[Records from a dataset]
━━━━━━━━

Issue #1895, opened 2023-06-20
Provide a way to enable `gjs`/`gts`/`<template>` tag processing without extending `plugin:ember/recommended`


chancancode:
These are the eslint config that is required to make `.gjs`/`.gts` work out of the box:

https://github.com/ember-cli/eslint-plugin-ember/blob/master/lib/config/recommended.js#L21-L38

However, these are currently inside the `plugin:ember/recommended` rules. If a project doesn't extend that config for whatever reason, then it seems like the only option is to find and replicate this in their config. (In this case, if you are curious, I am looking at Discourse, and it seems like they have legacy code that triggers hard parsing errors in some of the rules in recommended.)

Is it possible to move this into the plugin itself or otherwise split it out to `plugin:ember/core` or something so that users in that camp won't have to find/understand/maintain the setting? (Not super familiar with how things work in eslint to provide a concrete suggestion, sorry!)

bmish:
How often does someone use eslint-plugin-ember without extending from our `recommended` config? I assume the vast majority of users use our `recommended` config and just disable a few rules they might not like.

However, I will note that we previously had a `base` config which I removed in https://github.com/ember-cli/eslint-plugin-ember/pull/1518 to simplify things. I haven't heard of any use cases for needing a base config, and no complaints since removing it, but your request is a potential use case for it.

Options:
1. Add back a `base` config
2. Just copy this override for a one-off need
3. Export just this one override so it could be used like this `overrides: [require('eslint-plugin-ember'].gjsOverride]`

chancancode:
I am not sure about how often, I would say that in this case, it seems like discourse is currently _unable_ to use it because they have legacy syntax that causes the rules to error (I haven't investigated much more).

Personally, the idea of a base/minimal config for this kind of stuff seems to make sense.

The issue with copy-and-pasting is that the `__GLIMMER_TEMPLATE` stuff is essentially an internal implementation detail of the ember eslint plugin that IMO we should try to hide as much as possible. (I know technically it's an implementation detail of the utilities borrowed from `ember-template-import`, but from the user's perspective that should probably be considered an internal dependency here.) Especially so since that implementation detail is subject to (and probably [about to](https://github.com/emberjs/rfcs/pull/931)) change.

[...]

PR #1944, opened 2023-08-24
gts/gjs configs

patricklx:


lib/config/base.js
```diff
@@ -0,0 +1,37 @@
+module.exports = {
```
bmish, line 1: FYI we had a `base` config before. I removed it when it didn't seem necessary https://github.com/ember-cli/eslint-plugin-ember/pull/1518. It's fine if you want to add it back. We had some other interest in adding back the `base` config here: https://github.com/ember-cli/eslint-plugin-ember/issues/1895

patricklx: yes, i think it makes sense if want to go this way and provide recommended configs per file type.
btw, eslint-typescipt also has a base config (but I didnt see it documented) https://github.com/typescript-eslint/typescript-eslint/blob/main/packages/eslint-plugin/src/configs/base.ts

bmish: Yep, seems fine to add `base`.

NullVoxPopuli (approved):

README.md
```diff
@@ -64,9 +97,12 @@ module.exports = {
 
 <!-- begin auto-generated configs list -->
 
-|    | Name          |
-| :- | :------------ |
-| ✅  | `recommended` |
+|    | Name              |
```
bmish, line 100: If you add a `description` property to each config, it will show up in this table. Up to you if you think it would be helpful.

━━━━━━━━

▸ **Task objective**
Exact duplication is required for the lines above, from the line that contains "Provide a way" to the line that contains "How often does", inclusive; omit all others.

▸ **Task answer**
Provide a way to enable `gjs`/`gts`/`<template>` tag processing without extending `plugin:ember/recommended`


chancancode:
These are the eslint config that is required to make `.gjs`/`.gts` work out of the box:

https://github.com/ember-cli/eslint-plugin-ember/blob/master/lib/config/recommended.js#L21-L38

However, these are currently inside the `plugin:ember/recommended` rules. If a project doesn't extend that config for whatever reason, then it seems like the only option is to find and replicate this in their config. (In this case, if you are curious, I am looking at Discourse, and it seems like they have legacy code that triggers hard parsing errors in some of the rules in recommended.)

Is it possible to move this into the plugin itself or otherwise split it out to `plugin:ember/core` or something so that users in that camp won't have to find/understand/maintain the setting? (Not super familiar with how things work in eslint to provide a concrete suggestion, sorry!)

bmish:
How often does someone use eslint-plugin-ember without extending from our `recommended` config? I assume the vast majority of users use our `recommended` config and just disable a few rules they might not like.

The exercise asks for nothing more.